In order to survive this Internet of Things generation, we need to have a major shift in the way our devices talk to each other. Soon your devices are going to generate massive bits of data. It could be your location, your eating habits or even your information about your health. It would be a major risk to trust our existing internet infrastructure to support this data and traffic. The structure of internet needs to change from a client-server model to a peer to peer model where all our devices should be able to communicate directly with each other. With this new structure, all the devices that you own would be able to connect to each other directly creating distributed intelligence, independent of some servers sitting at the other end of the world. It would also mean that the user will have the power to be a real contributor to the internet without any unwanted restrictions. The personalization and real-time integration of devices would be easier and the whole idea syncs very well with the new age idea of world wide web. That being said, the change is not simple. With the existing routers and firewalls in place all over the world, it will be a nightmare just to make these devices talk to each other seamlessly.

Gain control

The major players like Apple and Google have already started to build their own ecosystems of devices and protocols. The players in the war for autonomy and control over internet have shifted from ISPs and network providers to the Apples and Googles of the world. Meanwhile the ISPs are trying to regain a foothold by regulating access to the services and content they will provide to the end user. It seems that the new age of internet is also bringing with it a new cause to fight for — to reclaim the internet.

Solutions?

The entire debate about net neutrality has created an interesting idea. Users have always paid ISPs for using the internet, sort of a tax on using the pipes. With the net neutrality debate, what became apparent was that nobody wanted to have to pay different prices for using different pipes. All roads on the internet should be priced the same. Airtel/Facebook (internet.org) flipped the conversation on it’s head by saying: the internet is free for the consumer the service pays. This is a pretty good idea, just one problem, the internet they were offering for free was not the internet as we know it but a carved up version of it based on their whims and fancies.

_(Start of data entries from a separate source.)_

PR #6801, opened 2026-04-24
Update tutorial.md add level

yvanlebras:
level specification


shiltemann:
@yvanlebras thanks! I only see the level specification, not the subtopic modification, did you miss committing that?

yvanlebras:
Hi Saskia, you're right, THANK YOU ! The subtopic modification is for another tuto I am looking at. So here it is ok! HAve a good end of week !

shiltemann (approved):

PR #6806, opened 2026-04-29
Updating DH Tutorial "Comparing Chinese Newspaper articles" for GTA

Sch-Da:
Hi,
I updated the WF and tutorial for GTA, included a new answer key history and incorporated best practices. It should be nearly good to go.

Two things I noticed:
- This tutorial currently does not have any Workflow tests. If those are required, I would need help, please
- I do not know how the updated WF: https://usegalaxy.eu/published/workflow?id=c917db7d7ba7ea6f can appear here: https://training.galaxyproject.org/training-material/topics/digital-humanities/tutorials/text_mining_chinese/workflows/
Help for this would be appreciated!
Thanks in advance


shiltemann:
@Sch-Da I can help with the workflow tests, but we dont need to wait for them before merging this.

All workflows that you add to the GTN will end up on that workflow page you linked to, so if that public workflow you link to is the same as the one you updated here then all is good :)

Sch-Da:
@shiltemann - that would be great, thank you!

good news, yes, this the update is on the same WF used before - so we should be good :)

shiltemann (approved):

shiltemann:
thanks @Sch-Da!

Sch-Da:
Thanks so much @shiltemann!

However, it might not be right to throw the baby out with the bath water. What if there were a dramatically different internet, where everybody paid for hosting their data on the internet. If a service wanted to go up on the internet they can, for that they pay a fees to the telcos (they already do, an increased fees if you will, the issue is that Airtel doesn’t make enough money in this model as most of the services are not hosted in India, but overseas, think Facebook, Google, Netflix etc). The user gets the service for free. The important point is that every service should be able to sign up, not a select bunch as is on internet.org or airtel zero. If a customer wants to host his own data he can and just pays telcos for this, only his authorised devices access this data. The internet once again becomes the magical place it once was where everybody can talk to everybody else, all of the internet is made free for the user unless he wants premium. The internets currency now becomes the data.

“Never doubt that a small group of committed people can change the world. Indeed, it is the only thing that ever has.”